We have presented a perspective emphasizing the surprisingly close relationships between planning optimal behavior and learning optimal behavior. Both involve estimating the same value functions, and in both cases it is natural to update the estimates incrementally, in a long series of small backup operations. This makes it straightforward to integrate learning and planning processes simply by allowing both to update the same estimated value function. In addition, any of the learning methods can be converted into planning methods simply by applying them to simulated (model-generated) experience rather than to real experience. In this case learning and planning become even more similar; they are possibly identical algorithms operating on two different sources of experience.
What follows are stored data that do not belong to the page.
PR #3030, opened 2023-02-20
Ensure server LogLevel and LogFormat have defaults, pointer approach (#2607)

### LINKED ISSUE #2607: Empty YAML server stanza causes debug-level logging
If `agent` is configured with an empty `server` stanza in YAML:

```yml
server:
metrics:
...

```

Then `log_level` and `log_format` will lose their defaults and be assigned empty strings, as shown by the `-/config` endpoint:

```yml
server:
  log_level: ""
  log_format: ""
  grpc_tls_config: {
...
```

The [default values are supposed to be](https://grafana.com/docs/agent/latest/configuration/server-config/) `info` and `logfmt`.

For the `log_level`, unfortunately an unknown level is mapped to "all" by the logging library; this generates *significant amounts* of unwanted log output. 
https://github.com/cortexproject/cortex/blob/v1.11.0/pkg/util/log/log.go#L124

It is straightforward to integrate incremental planning methods with acting and model-learning. Planning, acting, and model-learning interact in a circular fashion (Figure 9.2), each producing what the other needs to improve; no other interaction among them is either required or prohibited. The most natural approach is for all processes to proceed asynchronously and in parallel. If the processes must share computational resources, then the division can be handled almost arbitrarily--by whatever organization is most convenient and efficient for the task at hand.
In this chapter we have touched upon a number of dimensions of variation among state-space planning methods. One of the most important of these is the distribution of backups, that is, of the focus of search. Prioritized sweeping focuses on the predecessors of states whose values have recently changed. Heuristic search applied to reinforcement learning focuses, inter alia, on the successors of the current state. Trajectory sampling is a convenient way of focusing on the on-policy distribution. All of these approaches can significantly speed planning and are current topics of research.
Another interesting dimension of variation is the size of backups. The smaller the backups, the more incremental the planning methods can be. Among the smallest backups are one-step sample backups. We presented one study suggesting that one-step sample backups may be preferable on very large problems. A related issue is the depth of backups. In many cases deep backups can be implemented as sequences of shallow backups.